Düşüncenin Duvarları, Hayalin Kanatları "Oysa ne güzel renkli hayaller kurmuştuk" “Ne kadar ekmek, o kadar köfte” sözü bu bağlamda yeniden okunmalıdır. Düşüncenin duvarları vardır. Bu duvarlar çoğu zaman yanlış anlaşılır. Sanki engelmiş gibi görülür. Oysa bu duvarlar; hesap, gerçeklik, risk ve sorumluluk duvarlarıdır. Bir yapının ayakta durması için duvara ihtiyacı vardır. Duvar yoksa çatı da yoktur. Hayalin ise kocaman kanatları vardır. Sınır tanımaz, yük taşımaz, bedel sormaz. Her şey mümkündür hayalde. Ama tam da bu yüzden hayal, tek başına güvenilir değildir. Çünkü hayal, sonuç üretmek zorunda değildir. Bugün en yaygın yanılgı şudur: Büyük hedefler koymakla büyük işler yapılacağı sanılır. Oysa büyük hedef, büyük fikir ister; büyük fikir de büyük bir akıl düzeni ister.

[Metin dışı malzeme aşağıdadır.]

PR #2238, opened 2026-03-20
LockKeysService: use Qml file system model

ghost:
# Pull Request

Forking shell processes is very very expensive. Replace with a more efficient Qml model.

This should automatically instantiate watchers for hotplugged devices, as FolderListModel uses a file system watcher.

Quickshell’s FileView does not get notified of changes because that’s how sysfs works, but it does handle the content conparison for us. Convenient!

## Motivation
Having the service enabled pinned my laptop’s CPU usage to a constant 15% (single core) and consumed a lot of memory bandwidth due to all the process forking.

## Type of Change
- [ ] Bug fix
- [ ] New feature
- [ ] Breaking change
- [x] Refactoring

## Testing
Looked at the logs and pushed some keys.

## Checklist
- [x] Self-reviewed my code

### DIFF
--- a/Services/Keyboard/LockKeysService.qml
+++ b/Services/Keyboard/LockKeysService.qml
@@ -1,6 +1,8 @@
 pragma Singleton
 
 import QtQuick
+import QtQml.Models
+import Qt.labs.folderlistmodel 2.10
 import Quickshell
 import Quickshell.Io
 import qs.Commons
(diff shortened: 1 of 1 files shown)


Ly-sec:
Hey @mia-0 , this is indeed a much better solution. We'll be merging it, thank you once again for another well done PR!

ghost:
Filed a related upstream issue: https://github.com/quickshell-mirror/quickshell/issues/655

PR #2253, opened 2026-03-21
fix(NFilePicker): Added multiSelection choice

spiros132:
# Pull Request
Added the choice to have a `NFilePicker` where you can choose multiple items at the same time

## Motivation
The `NFilePicker` component currently only supports choosing one item but I believe it would be good for the developers to have the choice for multiple items to be chosen at the same time. The boolean to enable multiple choices at the same time is false by default since that's how it has been working so far. Right now you can select multiple items with the Shift button.

## Type of Change
- [ ] Bug fix
- [x] New feature
- [ ] Breaking change
- [x] Refactoring

## Related Issue
No related issue found.

## Testing
The testing was done by using it, opening multiple file pickers and seeing that it works. 

- [x] Tested on niri
- [ ] Tested on Hyprland
- [ ] Tested on sway

## Screenshots / Videos
A screenshot showing multiple folders being selected at the same time. 
image

## Checklist
- [x] Self-reviewed my code

## Additional Notes
This PR only adds support for selecting multiple files / folders with holding the shift button. Some people are used to having the shift button select from the first item in a list to the last item in the list, so in that case maybe ctrl might have been better but I'm not really sure tbh.

Also the code is very repetitive, in that case I can refactor it to put everything under one function instead to make it less repetitive if that's wished for.

### DIFF
--- a/Widgets/NFilePicker.qml
+++ b/Widgets/NFilePicker.qml
@@ -168,6 +168,55 @@ Popup {
                       }
                     }
 
+    // Function when an item is clicked, either a folder or a file since both have the same functionality, reduces repetitive code
+    function itemClicked(modifiers, path) {
+      var list = currentSelection.slice();
+      const index = list.indexOf(path);
+      if (root.allowMultiSelection && (modifiers & Qt.ShiftModifier) && list.length > 0) {
+        if (index > -1) {
+          list.splice(index, 1);
+          currentSelection = list;
+        } else {
+          var i = 0;
+          var toggle = false;
+          const firstItemPath = list[0];
+          while (i < filteredModel.count) {
+            const itemPath = filteredModel.get(i).filePath;
+
+            // This should be called twice, when we get to the item selected and when we get to the starting item.
+            if (itemPath === firstItemPath || itemPath === path) {
+              toggle = !toggle;
+            }
+
+            // Add all files between the starting item and the item selected.
+            if (toggle) {
+              if (!list.includes(itemPath)) {
+                list.push(itemPath);
+              }
+            }
+
+            i++;
+          }
+
+          // Add the path selected as well since it's skipped in the while loop
+          if (!list.includes(path)) {
+            list.push(path);
+          }
+          currentSelection = list;
+        }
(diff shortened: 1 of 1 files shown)


Widgets/NFilePicker.qml
```diff
@@ -677,13 +704,39 @@ Popup {
                              if (model.fileIsDir) {
                                // In folder mode, single click selects the folder
                                if (root.selectionMode === "folders") {
-                                 filePickerPanel.currentSelection = [model.filePath];
+                                 // Deep copy otherwise the isSelected might not get updated.
+                                 if (root.allowMultiSelection && (mouse.modifiers & Qt.ShiftModifier)) {
+                                   var list = JSON.parse(JSON.stringify(filePickerPanel.currentSelection));
```
Ly-sec: We think it would be better to replace this with something like `var list =  filePickerPanel.currentSelection.slice() ` for performance reasons, less json, less computing and all that.

Widgets/NFilePicker.qml
```diff
@@ -677,13 +704,39 @@ Popup {
...
+                                 }
                                }
                                // In file mode, single click on folder does nothing (must double-click to enter)
                              } else {
                                // Single click on file selects it (only in file mode)
                                if (root.selectionMode === "files") {
-                                 filePickerPanel.currentSelection = [model.filePath];
+                                 if (root.allowMultiSelection && (mouse.modifiers & Qt.ShiftModifier)) {
+                                   // Deep copy otherwise the isSelected might not get updated.
+                                   var list = JSON.parse(JSON.stringify(filePickerPanel.currentSelection));
```
Ly-sec: same thing here

Widgets/NFilePicker.qml
spiros132: Thank you, I didn't know that was an option!

spiros132:
@Ly-sec I've reworked it a bit to make it easier to read, reduce the repetitive code and added so that shift can select multiple files at the same time.

Ly-sec:
Awesome @spiros132 this is much nicer now. Going to merge it, thank you very much!

PR #2271, opened 2026-03-23
i18n: add Czech (cs) translation

navik61:
# Pull Request
Adds Czech (cs) translation and registers it in I18n.qml availableLanguages list.


ItsLemmy:
Thanks, if you ever need to fix/add new translations please join https://i18n.noctalia.dev/

PR #2298, opened 2026-03-25
Dismiss toast ipc call

tmarti2:
This is a simple MR which adds an IPC call to dismiss toasts. In my case I used the same keybind than notifications dismiss and it seems to work: `spawn-sh "noctalia notifications dismissAll && noctalia toast dismiss";`

I noticed that using IPC call to dismiss notifications does not trigger the `animateOut` animation from `Notification.qml`, I'm not sure it is intended (?) For now I did not used `hideImmediately` for toast because it looks better to have the animation, but maybe I should for better consistency with notifications ?

This PR updates the doc for toast IPC calls: https://github.com/noctalia-dev/noctalia-docs/pull/106

### DIFF
--- a/Modules/Toast/ToastScreen.qml
+++ b/Modules/Toast/ToastScreen.qml
@@ -32,6 +32,10 @@ Item {
                           "timestamp": Date.now()
                         });
     }
+
+    function onDismiss() {
+      root.dismissToast();
+    }
   }
 
   // Clear queue on component destruction to prevent orphaned toasts
@@ -40,6 +44,13 @@ Item {
     isShowingToast = false;
     hideTimer.stop();
     quickSwitchTimer.stop();
+  }
+
+  function dismissToast(){
+    if (windowLoader.item) {
+      hideTimer.stop();
+      windowLoader.item.hideToast();
+    }
   }
 
   function enqueueToast(toastData) {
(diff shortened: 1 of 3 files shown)


Ly-sec:
Hey @tmarti2 this PR (and also the docs one) looks good to me. Now that you mentioned that notifications use `hideImmediately`... maybe we should remove that one too so it looks coherent to the normal look & feel. Would you mind changing that (obviously gotta test if it causes some issues)?

tmarti2:
@Ly-sec I wanted to do that but I'm not sure it is as simple as toasts. For the oldest ipc call we just do `popupModel.remove(index);` and for dismissAll we call a dismiss function (which probably comes from quickshell ?) and then destroy/clear notifications lists.

Edit: Maybe I did not understood what you meant, do you mean using immediately for toasts or normal hide for notifications ?

Ly-sec:
@tmarti2 no I do think you understood it correctly - not using hide mmediately for notifications but the more I think of it, we can just use hide immediately for toast & notifications, should be fine for an IPC call :)

tmarti2:
@Ly-sec Ok, I changed back to immediate for toasts, it should be good.

Ly-sec:
Awesome @tmarti2 , I'll merge it. Thank you very much :heart: !

PR #2312, opened 2026-03-26
Rework Airplane Mode handling & remove bluetoothctl fallback

notiant:
1. This PR improves the Airplane Mode handling which has been made possible by using wifiEnabled from Quickshell.Networking. `airplaneModeEnabled` is now not longer stored in the settings file.
2. The bluetoothctl fallback process has been removed since it's unnecessary. The fallback is only called if `!adapter` but in this case Noctalia doesn't show any devices, so the logic isn't very sound. This has been tested by @turannul and doesn't seem to cause any problems. This also removes the constantly polling `ctlShowProcess`.
3. Some reordering in BluetoothService to create a better structure.

### DIFF
--- a/Services/Networking/NetworkService.qml
+++ b/Services/Networking/NetworkService.qml
@@ -678,7 +678,7 @@ Singleton {
           }
 
           let enhancedBand = band;
-          if (channel && width) {
+          if (channel && width && width !== "0 MHz") {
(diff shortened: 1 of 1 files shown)


Services/Networking/NetworkService.qml
turannul: && width !== "0 MHz" Additional condition to avoid displaying invalid data

PR #2315, opened 2026-03-27
fix(audio): filter out intermediate stream nodes

ern775:
# Pull Request
## Motivation
Previously, custom pipewire filter streams were being treated as application streams. This meant that only the filter stream would be shown in the volume widget since there weren't any checks for streams connected to streams.

This pr adds a check for whether the output stream is virtual or not, and if it is, treats is as an intermediate node.

The main use case for the pipewire filters are sound effects, mixing audio and in my use case, equalizers. This pr should fix this for every filter as they are all always virtual.

## Type of Change
- [x] Bug fix
- [ ] New feature
- [ ] Breaking change
- [ ] Refactoring

## Related Issue

## Testing

- [ ] Tested on niri
- [x] Tested on Hyprland
- [ ] Tested on sway

## Screenshots / Videos
My filter setup:
image

Before changes:
image

After changes:
image

## Checklist
- [x] Self-reviewed my code

## Additional Notes

### DIFF
--- a/Services/Media/AudioService.qml
+++ b/Services/Media/AudioService.qml
@@ -189,6 +189,9 @@ Singleton {
     node: root.sink
   }
 
+  // Track all streams globally to prevent binding loops for filtered out streams
+  readonly property var streamNodes: Pipewire.ready ? Pipewire.nodes.values.filter(n => n && n.isStream) : []
+
   // Find application streams that are connected to the default sink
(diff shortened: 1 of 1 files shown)


Ly-sec:
Hey @ern775 , I just did some testing and it seems to work fine (from my limited testing that is, no regressions to be seen).
I'll be merging this one, thank you very much!

PR #2343, opened 2026-03-29
fix(plugins): cd into mktemp before git clone to survive dead cwd

Mic92:
## Motivation
If `noctalia-shell`'s working directory is removed while it runs (started from a temp dir, dotfiles manager relinks the launch dir, `cd` into a since-deleted build tree, ...), the plugin fetch/install subprocesses inherit that dead cwd and `git` fails with:

```
shell-init: error retrieving current directory: getcwd: cannot access parent directories: No such file or directory
```

With stderr redirected to `/dev/null` this surfaced only as `Empty response from <source>` — no hint at the actual cause, which made it look like a network/manifest problem.

This PR:
- extracts a small `sparseCloneCmd()` helper shared by fetch and install that `cd`s into the `mktemp` dir before running `git`, so the inherited cwd no longer matters;
- stops discarding stderr and includes it in the error log/callback so future failures are diagnosable.

## Type of Change
- [x] Bug fix
- [ ] New feature
- [ ] Breaking change
- [ ] Refactoring

## Related Issue
- n/a

## Testing
- [x] Tested on niri
- [ ] Tested on Hyprland
- [ ] Tested on sway

Reproduced by launching `noctalia-shell` from a directory, removing that directory, then triggering a plugin fetch from the UI. Before: `Empty response from <source>`. After: fetch succeeds; if git itself fails, its stderr is shown in the log/toast.

## Screenshots / Videos
n/a (no visual change)

## Checklist
- [x] Self-reviewed my code

## Additional Notes
Happy to split the stderr-surfacing into a separate PR if you'd prefer the cwd fix on its own.

### DIFF
--- a/Services/Noctalia/PluginService.qml
+++ b/Services/Noctalia/PluginService.qml
@@ -246,6 +246,18 @@ Singleton {
     }
   }
 
+  // Build a shell command that sparse-clones repoUrl into a fresh temp dir,
+  // runs `body` there, then cleans up. We cd into the temp dir immediately so
+  // a stale/deleted process cwd can't break git; stderr is left to the caller
+  // so failures are diagnosable. GIT_TERMINAL_PROMPT=0 prevents hanging on
+  // private repos that would otherwise prompt for credentials.
+  function sparseCloneCmd(repoUrl, body) {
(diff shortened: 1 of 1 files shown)


ItsLemmy:

Cheers!

PR #2380, opened 2026-04-01
MediaPlayerPanel: fix layout issues

notiant:
I noticed some problems with the margins in compact mode in the MediaPlayerPanel, also there is a layout problem in normal mode if the album cover is disabled.


Ly-sec:
Looks good to me, thank you very much @notiant !

Issue #3283, opened 2026-07-05
[BUG] Battery in Graphical mode with no label makes status icons not visible


msmafra:
### Submission checklist

- [x] I have searched existing issues and confirmed this is not a duplicate.
- [x] I am using the latest available version of Noctalia.

### Bug description

The bolt here, on Graphical mode with label disabled, can only be seen if the battery charge is low enough while the laptop is plugged in.
<img width="418" height="46" alt="Image" src="https://github.com/user-attachments/assets/f8931e81-b541-4876-b154-6c8afbf0c377" />

### Steps to reproduce

1. Switch the battery status showing mode to Graphical;
2. Disable the label;
3. if the battery is full enough you won't see the status icon inside it, from about 70% down, it will start to be visible.

### Expected behavior

To be able to see the battery/power state at all times when the battery icon is set to be visible all the time with disabled label and in Graphic mode instead of Glyph mode.

### Actual behavior

It has the status icon, but is in the same color of the background making it invisible when the laptop is most of the time plugged in.

### Logs / error output

```text

```

### Noctalia version

v5.0.0-beta1

### Compositor

Niri

### Distribution

Arch-based

### Environment information

```text
Manually compiled from the tar.gz available for the Beta 1 in CachyOS

CPU: 6-core Intel Core i7-10750H
Kernel: 7.1.2-3-cachyos
iGPU Intel CometLake-H GT2 [UHD Graphics] i915 driver
dDPU NVIDIA TU106M [GeForce RTX 2060 Mobile] nvidia driver 610.43.02
```

### Additional context

Maybe it can be solve by setting its color to one of the other ones in the palette since the only configurable one inside this widget panel is **Warning Color**.

msmafra:
The same in Beta 2

msmafra:
Same on Beta 3 and noctalia v5.0.0 (v5.0.0-beta.3-204-g135126eb6c33)

PR #3659, opened 2026-07-27
Battery widget: show state glyph always outside the graphical battery

notiant:
As described in #3283, there is a visibility issue with the state glyph icon inside the graphical battery widget. To fix this, I moved the glyph outside of the graphical battery for every case, not just when Show Label is enabled (giving the glyph inside the battery another color still can lead to bad visibility as I've found). I also switched the position of the glyph and the label text around.

Before:
Screenshot_2026-07-26 20-38-39

After:
Screenshot_2026-07-26 20-38-23

The glyph is also shown if Show Label is disabled:
Screenshot_2026-07-26 20-39-07

Additionally, I removed the coloring of the battery nub if the battery is in warning state:
Screenshot_2026-07-26 20-23-19

### DIFF
--- a/src/shell/bar/widgets/battery_widget.cpp
+++ b/src/shell/bar/widgets/battery_widget.cpp
@@ -111,7 +111,7 @@ void BatteryWidget::createGraphicMode() {
   container->addChild(
       ui::box({
           .out = &m_bodyBg,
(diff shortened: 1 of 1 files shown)


ItsLemmy:
Thanks!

Plan yoksa, hedef sadece bir cümledir. Hayal ile düşünce arasındaki fark burada belirginleşir. Hayal “ister”, düşünce “nasıl” diye sorar. Hayal “olacak” der, düşünce “neyle, ne zaman, hangi bedelle” diye hesap yapar. Bu sorular yoksa ortada düşünce değil, temenni vardır. Düşünce sistematiği olmayan hayal kurar. Hayalde duvar yoktur ama yön de yoktur. Bu yüzden kişi bir süre kendini güçlü hisseder; sonra gerçekle yüzleştiğinde yıkım yaşar. Buna hayal kırıklığı diyoruz. Büyük hedeflerin çoğu bu noktada çöker. Çünkü hedef büyütülmüştür ama akıl büyütülmemiştir. Fikir parlatılmıştır ama plan yapılmamıştır. Söz vardır ama yol yoktur. Oysa gelecek; hayal edenlerin değil, hayali akılla sınırlandırabilenlerin omuzlarında yükselir. Duvar, hayali boğmaz; ona yön verir. Kanatlar tek başına yeterli değildir, nereye uçacağını bilmek gerekir. Sonuç olarak mesele hayal kurmak değil, hayali taşımaktır. Akıl ekmek kadar yoksa, köfte diye ortaya konan şey doyurmaz. Büyük hedef istiyorsan, önce büyük bir düşünce disiplini kurmak zorundasın. Aksi hâlde insan uçtuğunu sanır; yere çakıldığında ise şaşırır.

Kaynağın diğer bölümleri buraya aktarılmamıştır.